[Records excerpted from a collection]
=== Begin Enclosure ===
PR #2794, opened 2021-02-19
Move buffer gas out of Prelude Manifest

### LINKED ISSUE #2788: Buffer Gas SP availability should depend only on TR63 mode, not expansions
There's no connection between TR63 mode and the Prelude expansion, or between the Buffer Gas standard project and the Prelude expansion.

It just happened that these rules appear physically in the Prelude rulebook, but this fact is of no consequence.

Currently (as reported by Kowal on discord), the SP is missing when Prelude isn't in use.

vsrisuknimit:
This PR can close #2788 . It allows buffer gas to be available when Prelude is not used, as long as 63TR mode is on.


kberg (approved):
This makes sense in retrospect.

sienmich:
Just pointing out it's against the official rules (where `Buffer Gas` was introduced in Prelude expansion). Still, good for me.

sienmich (approved):

vsrisuknimit:
> Just pointing out it's against the official rules (where Buffer Gas was introduced in Prelude expansion). Still, good for me.

@sienmich see #2788

sienmich:
> @sienmich see #2788

Ok!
=== End Enclosure ===
#### Instructions to follow:
Generate an exact reproduction of all entries.

#### Solution for this exercise:
PR #2794, opened 2021-02-19
Move buffer gas out of Prelude Manifest

### LINKED ISSUE #2788: Buffer Gas SP availability should depend only on TR63 mode, not expansions
There's no connection between TR63 mode and the Prelude expansion, or between the Buffer Gas standard project and the Prelude expansion.

It just happened that these rules appear physically in the Prelude rulebook, but this fact is of no consequence.

Currently (as reported by Kowal on discord), the SP is missing when Prelude isn't in use.

vsrisuknimit:
This PR can close #2788 . It allows buffer gas to be available when Prelude is not used, as long as 63TR mode is on.


kberg (approved):
This makes sense in retrospect.

sienmich:
Just pointing out it's against the official rules (where `Buffer Gas` was introduced in Prelude expansion). Still, good for me.

sienmich (approved):

vsrisuknimit:
> Just pointing out it's against the official rules (where Buffer Gas was introduced in Prelude expansion). Still, good for me.

@sienmich see #2788

sienmich:
> @sienmich see #2788

Ok!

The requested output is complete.